For this exercise, copy out each line of the material below that includes "GenericMetricSenderException".

^^^^^^^^

PR #1501, opened 2016-10-27
sadly cron is running without the right environmental vars

ivanhorvath:


ivanhorvath:
Approved by @robotmaxtron in #1500

PR #1502, opened 2016-10-28
Fail early if pod not found early in process

drewandersonnz:
This happens due to a race condition. Further development is needed to avoid this completely.


BlueShells:
:+1: 
this will fix the fake alert of app-create , We don't want this page anyone for the fake alert ,so we decide push the fix today

PR #1509, opened 2016-10-28
updated the verfiy aws role

mwoodson:


mwoodson:
@kwoodson approved #1508

PR #1510, opened 2016-10-28
Idempotently add or remove repo ids.

kwoodson:


ansible/roles/lib_aos_modules/library/aos_rhsm_repos.py
```diff
@@ -0,0 +1,202 @@
...
+  - whether to list or set the repositories.
+  required: false
+  default: present
+  aliases: []
+query:
+  choices: ['all', 'enabled', 'disabled']
+  description:
+  - The query type when looking at repositories.
+  required: false
+  default: present
```
twiest: `present` isn't in the list of `choices`.

ansible/roles/lib_aos_modules/library/aos_rhsm_repos.py
```diff
@@ -0,0 +1,202 @@
...
+        if qtype == 'enabled':
+            cmd.append('--list-enabled')
+        elif qtype == 'disabled':
+            cmd.append('--list-disabled')
+        else:
+            cmd.append('--list')
+
+        rcode, out, err = self.module.run_command(cmd)
+        if rcode != 0:
+            raise RHSMError('error querying repositories. rc=[%s] cmd=[%s] err=[%s]' % (rcode, cmd, err))
```
twiest: Should this be a `self.module.fail_json` instead?

-or- should we wrap the caller in a try/except and do a `self.module.fail_json`  ?

ansible/roles/lib_aos_modules/library/aos_rhsm_repos.py
```diff
@@ -0,0 +1,202 @@
...
+        """verify that the enabled repos are enabled"""
+        repos = self.query_repos(qtype='enabled')
+        if len(repos) != len(self.module.params['enabled']):
+            return True, repos
+
+        # build sets of the repo ids and compare them
+        rids = set([rep['id'] for rep in repos])
+        ren = set(self.enabled)
+        if rids - ren or ren - rids:
+            return True, repos
```
twiest: Love this.

ansible/roles/lib_aos_modules/library/aos_rhsm_repos.py
```diff
@@ -0,0 +1,202 @@
...
+def main():
+    """Create the ansible module and run the ansible code"""
+    module = AnsibleModule(
+        argument_spec=dict(
+            enabled=dict(default=None, type='list'),
+            disabled=dict(default=None, type='list'),
+            state=dict(default='present', choices=['list', 'present']),
+            query=dict(default='all', choices=['all', 'enabled', 'disabled']),
+        ),
+        supports_check_mode=True
```
twiest, line 212: How is `check_mode` being supported in this module?

I probably missed it, but I looked through the code twice for it and don't see anything that's checking for check_mode.

Is this maybe an automatic feature of `module.run_command`?

The [docs](http://docs.ansible.com/ansible/dev_guide/developing_modules.html#check-mode) say you need to do an if statement using `module.check_mode`.

twiest (changes requested):
@kwoodson This is looking VERY good. Just a few comments to address.

ansible/roles/lib_aos_modules/library/aos_rhsm_repos.py
kwoodson: You are right.  This is an artifact.  Let me fix this.

kwoodson: @twiest, added the check.

ansible/roles/lib_aos_modules/library/aos_rhsm_repos.py
```diff
@@ -0,0 +1,211 @@
...
+
+        # step 2: if we are state=present, check if we need to update
+        elif module.params['state'] == 'present':
+            update, repos = rhsm.needs_update()
+            if not update:
+                module.exit_json(changed=update, repos=repos)
+
+            # exit if check mode before we make changes
+            if module.check_mode:
+                module.exit_json(changed=False, repos=repos)
```
twiest: I think the purpose of check_mode is to say if changes would have been made.

So I think we want `changed=True` here, even though changes weren't made.

From the check_mode [doc:](http://docs.ansible.com/ansible/playbooks_checkmode.html)
"Instead, any module instrumented to support ‘check mode’ (which contains most of the primary core modules, but it is not required that all modules do this) will report what changes they would have made rather than making them."

ansible/roles/lib_aos_modules/library/aos_rhsm_repos.py
```diff
@@ -0,0 +1,211 @@
...
+        if rhsm.module.params['state'] == 'list':
+            repos = rhsm.query_repos(qtype=module.params['query'])
+
+            rhsm.module.exit_json(changed=False, repos=repos)
+
+        # step 2: if we are state=present, check if we need to update
+        elif module.params['state'] == 'present':
+            update, repos = rhsm.needs_update()
+            if not update:
+                module.exit_json(changed=update, repos=repos)
```
twiest: I prefer to be more explicit here and just have `changed=False`. It's MUCH clearer what's being returned and there isn't a case where this will run with `update == True`.

ansible/roles/lib_aos_modules/library/aos_rhsm_repos.py
```diff
@@ -0,0 +1,211 @@
...
+
+            # exit if check mode before we make changes
+            if module.check_mode:
+                module.exit_json(changed=False, repos=repos)
+
+            # step 3: we need to set our repositories
+            rhsm.set_repositories()
+            repos = rhsm.query_repos(qtype='enabled')
```
twiest: Should we check needs_update again and fail the module if it comes back `True`?

ansible/roles/lib_aos_modules/library/aos_rhsm_repos.py
```diff
@@ -0,0 +1,211 @@
...
+            module.exit_json(changed=update, repos=repos)
```
twiest: Same here as above, we know that it changed because we wouldn't be running this code if it didn't, so I prefer `changed=True` just to be explicit for the next person reading the code.

twiest (changes requested):
A few more cleanups.

twiest (approved):

PR #1511, opened 2016-10-31
Add MetricSender wrapper class to monitoring lib

zgalor:
Continuing work done in https://github.com/openshift/openshift-tools/pull/1178.

- **MetricSender** class that wraps **HawkSender** and **ZaggSender**. Metrics are sent to each sender that's configured "**active**" ( by default Zagg is active. Hawk is inactive)

- config file: **metric_sender.yaml** (replacing zagg_client.yaml and adding hawk connectivity options).

- cli's for shell scripts:

1. **ops-metric-client** (replacing ops-zagg-client).
2. **ops-metric-pcp-client** (replacing ops-zagg-pcp-client)

- Following cli's were not replaced (used in ansible modules, and docker scripts):

1. ops-zagg-hearbet-processor
2. ops-zagg-hearbeter
3. ops-zagg-metric-processor

- Scripts in monitoring and cloud libraries were updated to use new MetricSender, and tested.

- ansible playbooks and docker shell scripts not updated and still use ops-zagg-client

- tags are not yet being sent to hawkular. We need to define the way we want to send them and add them as another commit or even a different PR

### DIFF
--- a/openshift_tools/monitoring/generic_metric_sender.py
+++ b/openshift_tools/monitoring/generic_metric_sender.py
@@ -1,0 +1,80 @@
+#!/usr/bin/env python
+# vim: expandtab:tabstop=4:shiftwidth=4
+"""
+Base class for sending metrics
+"""
+
+import os
+import yaml
+
+
+class GenericMetricSenderException(Exception):
+    '''
+        GenericMetricSenderException
+        Exists to propagate errors up from the api
+    '''
+    pass
+
+class GenericMetricSender(object):
+    """
+    Abstract class that encapsulates all metric sending operations.
+    """
+
+    # pylint: disable=unidiomatic-typecheck
+    def __init__(self):
+        """ raise exception - Abstract class shouldn't instantiate"""
+        if type(self) is GenericMetricSender:
+            raise TypeError("This is an abstract class and shouldn't be directly instantiated")
+
+        self.unique_metrics = []
+        self.config = None
+        self.config_file = None
+
+
+    def parse_config(self):
+        """ parse default config file """
+        if not self.config:
+            if not os.path.exists(self.config_file):
+                raise GenericMetricSenderException(self.config_file + " does not exist.")
+            self.config = yaml.load(file(self.config_file))
+
+    # Allow for 6 arguments (including 'self')
+    # pylint: disable=too-many-arguments
+    def add_dynamic_metric(self, discovery_key, macro_string, macro_array, host=None, synthetic=False):
+        """ empty implementation overridden by derived classes """
+        pass
+
+    def add_metric(self, metric, host=None, synthetic=False):
+        """ empty implementation overridden by derived classes """
+        pass
+
+    def add_heartbeat(self, add_heartbeat, host=None):
+        """ empty implementation overridden by derived classes """
+        pass
+
+    def send_metrics(self):
+        """ empty implementation overridden by derived classes """
+        pass
+
+    def print_unique_metrics_key_value(self):
+        """
+        This function prints the key/value pairs the UniqueMetrics that sender
+        currently has stored
+        """
+        print "\n" + self.__class__.__name__ + " Key/Value pairs:"
+        print "=============================="
+        for unique_metric in self.unique_metrics:
+            print("%s:  %s") % (unique_metric.key, unique_metric.value)
+        print "==============================\n"
+
+    def print_unique_metrics(self):
+        """
+        This function prints all of the information of the UniqueMetrics that sender
+        currently has stored
+        """
+        print "\n" + self.__class__.__name__ + " UniqueMetrics:"
+        print "=============================="
+        for unique_metric in self.unique_metrics:
+            print unique_metric
+        print "==============================\n"
+
--- a/openshift_tools/monitoring/hawk_client.py
+++ b/openshift_tools/monitoring/hawk_client.py
@@ -1,0 +1,90 @@
+#!/usr/bin/env python2
+# vim: expandtab:tabstop=4:shiftwidth=4
+"""
+HawkClient uses the openshift_tools.web/rest.py
+
+Example usage:
+
+    from openshift_tools.monitoring.metricmanager import UniqueMetric
+    from openshift_tools.monitoring.hawk_common import HawkConnection
+    from openshift_tools.monitoring.hawk_client import HawkClient
+
+    ml = []
+    # UniqueMetric from openshift_tools.monitoring.metricmanager
+    new_metric = UniqueMetric('example.com','cpu/usage',12.34)
+    ml.append(new_metric)
+    new_metric = UniqueMetric('example.org','cpu/usage',4.2)
+    ml.append(new_metric)
+
+    # No Auth
+    connection = HawkConnection(url='172.17.0.27:8000')
+
+    # Basic Auth
+    connection = HawkConnection(url='172.17.0.27:8000', user='user', passwd='password')
+
+    client = HawkClient(connection)
+    print client.add_metric(ml)
+"""
+#These are not installed on the buildbot, disabling this
+#pylint: disable=no-name-in-module,unused-import,import-error
+from openshift_tools.monitoring.metricmanager import UniqueMetric, MetricManager
+from openshift_tools.monitoring.hawk_common import HawkConnection
+
+# The hawkular client
+from hawkular.metrics import HawkularMetricsClient, MetricType, Availability
+
+#This class implements rest calls. We only have one rest call implemented
+# add-metric.  More could be added here
+#pylint: disable=too-few-public-methods
+class HawkClient(object):
+    """
+    wrappers class around hawkular client python so use can use it with UniqueMetric
+    """
+
+    def __init__(self, hawk_connection):
+        # pylint doesn't know where RestAPI is
+        #pylint: disable=undefined-variable
+        self.hawk_conn = hawk_connection
+        self.client = None
+
+        # Do not create a client if inactive
+        if not self.hawk_conn.active:
+            return
+
+        self.client = HawkularMetricsClient(host=self.hawk_conn.host,
+                                            port=self.hawk_conn.port,
+                                            scheme=self.hawk_conn.scheme,
+                                            username=self.hawk_conn.username,
+                                            password=self.hawk_conn.password,
+                                            context=self.hawk_conn.context,
+                                            tenant_id=self.hawk_conn.tenant_id,
+                                           )
+
+    def add_metric(self, unique_metric_list):
+        """
+        Add a list of UniqueMetrics (unique_metric_list) via hawkular client
+        """
+        # Do not run if inactive
+        if not self.hawk_conn.active:
+            return
+
+        # We do not support zabbix heartbeat in hawkular
+        metric_list = [m for m in unique_metric_list if m.key != 'heartbeat']
+
+        for metric in metric_list:
+            # Hawkular metrics support any numeric values
+            value = metric.value
+            # Hawkular metrics use milliseconds
+            clock = metric.clock * 1000
+            # Add the type and host to the key, this is needed because in hawkular,
+            # these need to be namespaced otherwise multiple hosts will be adding
+            # values to the same key. See common metrics keys proposal.
+            _type = 'node'
+            _id = metric.host
+            key = '{0}/{1}/{2}'.format(_type, _id, metric.key)
+            # Use MetricType.Gauge for numeric metrics data
+            metric_type = MetricType.Gauge
+            self.client.push(metric_type, key, value, clock)
+
+        status, raw_respons = None, None
+        return (status, raw_respons)
--- a/openshift_tools/monitoring/hawk_client.py
+++ b/openshift_tools/monitoring/hawk_client.py
@@ -25,16 +25,16 @@ Example usage:
     client = HawkClient(connection)
     print client.add_metric(ml)
 """
+# The hawkular client
+from hawkular.metrics import HawkularMetricsClient, MetricType
+
 #These are not installed on the buildbot, disabling this
 #pylint: disable=no-name-in-module,unused-import,import-error
-from openshift_tools.monitoring.metricmanager import UniqueMetric, MetricManager
+from openshift_tools.monitoring.metricmanager import UniqueMetric
 from openshift_tools.monitoring.hawk_common import HawkConnection
 
-# The hawkular client
-from hawkular.metrics import HawkularMetricsClient, MetricType, Availability
-
 #This class implements rest calls. We only have one rest call implemented
-# add-metric.  More could be added here
+# add_metric.  More could be added here
 #pylint: disable=too-few-public-methods
 class HawkClient(object):
     """
@@ -42,8 +42,6 @@ class HawkClient(object):
     """
 
     def __init__(self, hawk_connection):
-        # pylint doesn't know where RestAPI is
-        #pylint: disable=undefined-variable
         self.hawk_conn = hawk_connection
         self.client = None
 
@@ -60,7 +58,8 @@ class HawkClient(object):
                                             tenant_id=self.hawk_conn.tenant_id,
                                            )
 
-    def add_metric(self, unique_metric_list):
+    # pylint: disable=unidiomatic-typecheck
+    def push_metrics(self, unique_metric_list):
         """
         Add a list of UniqueMetrics (unique_metric_list) via hawkular client
         """
@@ -68,11 +67,8 @@ class HawkClient(object):
         if not self.hawk_conn.active:
             return
 
-        # We do not support zabbix heartbeat in hawkular
-        metric_list = [m for m in unique_metric_list if m.key != 'heartbeat']
-
-        for metric in metric_list:
-            # Hawkular metrics support any numeric values
+        for metric in unique_metric_list:
+            # Hawkular metrics support any numeric/string values
             value = metric.value
             # Hawkular metrics use milliseconds
             clock = metric.clock * 1000
@@ -82,9 +78,15 @@ class HawkClient(object):
             _type = 'node'
             _id = metric.host
             key = '{0}/{1}/{2}'.format(_type, _id, metric.key)
-            # Use MetricType.Gauge for numeric metrics data
-            metric_type = MetricType.Gauge
+
+            if type(value) == str:
+                # Use MetricType.String for string metrics data
+                metric_type = MetricType.String
+            else:
+                # Use MetricType.Gauge for numeric metrics data
+                metric_type = MetricType.Gauge
+
             self.client.push(metric_type, key, value, clock)
 
-        status, raw_respons = None, None
-        return (status, raw_respons)
+        status, raw_response = None, None
+        return (status, raw_response)
--- a/openshift_tools/monitoring/hawk_client.py
+++ b/openshift_tools/monitoring/hawk_client.py
@@ -26,12 +26,9 @@ Example usage:
     print client.add_metric(ml)
 """
 # The hawkular client
+# hawkular client is not installed on the buildbot, disabling this
+#pylint: disable=import-error
 from hawkular.metrics import HawkularMetricsClient, MetricType
-
-#These are not installed on the buildbot, disabling this
-#pylint: disable=no-name-in-module,unused-import,import-error
-from openshift_tools.monitoring.metricmanager import UniqueMetric
-from openshift_tools.monitoring.hawk_common import HawkConnection
 
 #This class implements rest calls. We only have one rest call implemented
 # add_metric.  More could be added here
--- a/openshift_tools/monitoring/hawk_common.py
+++ b/openshift_tools/monitoring/hawk_common.py
@@ -1,0 +1,38 @@
+# vim: expandtab:tabstop=4:shiftwidth=4
+"""
+hawk_common contains common data structures and utils
+
+Example usage:
+    from openshift_tools.monitoring.hawk_common import HawkConnection, HawkHeartbeat
+
+    ZAGGCONN = HawkConnection(url='172.17.0.151', user='admin', password='pass')
+    ZAGGHEARTBEAT = HawkHeartbeat(templates=['template1', 'template2'], hostgroups=['hostgroup1', 'hostgroup2'])
+
+"""
+from collections import namedtuple
+from urlparse import urlparse
+import ssl
+
+# pylint: disable=too-few-public-methods,too-many-arguments,protected-access,too-many-instance-attributes
+# This is a DTO.  It needs to be a class because we need default values
+class HawkConnection(object):
+    ''' DTO for hawkular connection
+    '''
+    # pylint: disable=too-many-arguments
+    # This now supports ssl and need a couple of extra params
+    def __init__(self, url, user, password, ssl_verify=False, debug=False, active=True):
+        self.url = url if url.startswith('http') else 'http://' + url
+        self.username = user
+        self.password = password
+        self.ssl_verify = ssl_verify
+        self.debug = debug
+        self.active = active # We do not want this lib to work ansless explisitly activated
+
+        url_params = urlparse(self.url)
+        self.host = url_params.hostname
+        self.scheme = url_params.scheme
+        self.port = url_params.port or {'http': 80, 'https': 443}[self.scheme]
+        self.context = None if self.ssl_verify else ssl._create_unverified_context()
+        self.tenant_id = '_ops'
+
+HawkHeartbeat = namedtuple("HawkHeartbeat", ["templates", "hostgroups"])
--- a/openshift_tools/monitoring/hawk_common.py
+++ b/openshift_tools/monitoring/hawk_common.py
@@ -9,7 +9,6 @@ Example usage:
     ZAGGHEARTBEAT = HawkHeartbeat(templates=['template1', 'template2'], hostgroups=['hostgroup1', 'hostgroup2'])
 
 """
-from collections import namedtuple
 from urlparse import urlparse
 import ssl
 
@@ -26,7 +25,7 @@ class HawkConnection(object):
         self.password = password
         self.ssl_verify = ssl_verify
         self.debug = debug
-        self.active = active # We do not want this lib to work ansless explisitly activated
+        self.active = active # We do not want this lib to work unless explicitly activated
 
         url_params = urlparse(self.url)
         self.host = url_params.hostname
@@ -34,5 +33,3 @@ class HawkConnection(object):
         self.port = url_params.port or {'http': 80, 'https': 443}[self.scheme]
         self.context = None if self.ssl_verify else ssl._create_unverified_context()
         self.tenant_id = '_ops'
-
-HawkHeartbeat = namedtuple("HawkHeartbeat", ["templates", "hostgroups"])
--- a/openshift_tools/monitoring/hawk_sender.py
+++ b/openshift_tools/monitoring/hawk_sender.py
@@ -1,0 +1,189 @@
+#!/usr/bin/env python
+# vim: expandtab:tabstop=4:shiftwidth=4
+"""
+Collect metrics and send metrics to Hawk.  The data
+being send to Hawk is done using REST API using the HawkClient
+module
+
+Examples:
+
+    from openshift_tools.monitoring.hawk_common import HawkConnection, HawkHeartbeat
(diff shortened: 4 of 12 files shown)


openshift_tools/monitoring/generic_metric_sender.py
```diff
@@ -0,0 +1,45 @@
...
+
+    def parse_config(self):
+        """ parse default config file """
+        if not self.config:
+            if not os.path.exists(self.config_file):
+                raise GenericMetricSenderException(self.config_file + " does not exist.")
+            self.config = yaml.load(file(self.config_file))
+
+    def add_dynamic_metric(self, discovery_key, macro_string, macro_array, host=None, synthetic=False):
+        pass
```
twiest, line 45: As an Abstract class, should this raise if called?

If so, the other functions should be changes as well (I'm not going to add a comment for each).

openshift_tools/monitoring/hawk_client.py
```diff
@@ -0,0 +1,87 @@
...
+
+    # Basic Auth
+    connection = HawkConnection(url='172.17.0.27:8000', user='user', passwd='password')
+
+    client = HawkClient(connection)
+    print client.add_metric(ml)
+"""
+#These are not installed on the buildbot, disabling this
+#pylint: disable=no-name-in-module,unused-import,import-error
+from openshift_tools.monitoring.metricmanager import UniqueMetric, MetricManager
```
twiest: `MetricManager` isn't used in this file.

openshift_tools/monitoring/hawk_client.py
```diff
@@ -0,0 +1,87 @@
...
+from openshift_tools.monitoring.hawk_common import HawkConnection
+
+# The hawkular client
+from hawkular.metrics import HawkularMetricsClient, MetricType, Availability
+
+#This class implements rest calls. We only have one rest call implemented
+# add-metric.  More could be added here
```
twiest: `add_metric`

openshift_tools/monitoring/hawk_client.py
```diff
@@ -0,0 +1,87 @@
...
+#pylint: disable=too-few-public-methods
+class HawkClient(object):
+    """
+    wrappers class around hawkular client python so use can use it with UniqueMetric
+    """
+
+    def __init__(self, hawk_connection):
+        # pylint doesn't know where RestAPI is
+        #pylint: disable=undefined-variable
```
twiest: Do we still need this pylint disable?

openshift_tools/monitoring/hawk_client.py
```diff
@@ -0,0 +1,87 @@
...
+        self.client = HawkularMetricsClient(host=self.hawk_conn.host,
+                                            port=self.hawk_conn.port,
+                                            scheme=self.hawk_conn.scheme,
+                                            username=self.hawk_conn.username,
+                                            password=self.hawk_conn.password,
+                                            context=self.hawk_conn.context,
+                                            tenant_id=self.hawk_conn.tenant_id,
+                                           )
+
+    def add_metric(self, unique_metric_list):
```
twiest: Since the abstract class has `synthetic` as a param, I think this needs it as well, right?

Even if it's not used for hawkular (as all are semi-synthetic already).

openshift_tools/monitoring/hawk_common.py
```diff
@@ -0,0 +1,38 @@
...
+
+# pylint: disable=too-few-public-methods,too-many-arguments,protected-access,too-many-instance-attributes
+# This is a DTO.  It needs to be a class because we need default values
+class HawkConnection(object):
+    ''' DTO for hawkular connection
+    '''
+    # pylint: disable=too-many-arguments
+    # This now supports ssl and need a couple of extra params
+    def __init__(self, url, user, password, ssl_verify=False, debug=False, active=True):
+        self.url = url if url.startswith('http') else 'http://' + url
```
twiest, line 23: Does this work with https?

Seems like it's being hard coded to http.

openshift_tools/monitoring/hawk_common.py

^^^^^^^^

**Task answer**
+class GenericMetricSenderException(Exception):
+        GenericMetricSenderException
+                raise GenericMetricSenderException(self.config_file + " does not exist.")
+                raise GenericMetricSenderException(self.config_file + " does not exist.")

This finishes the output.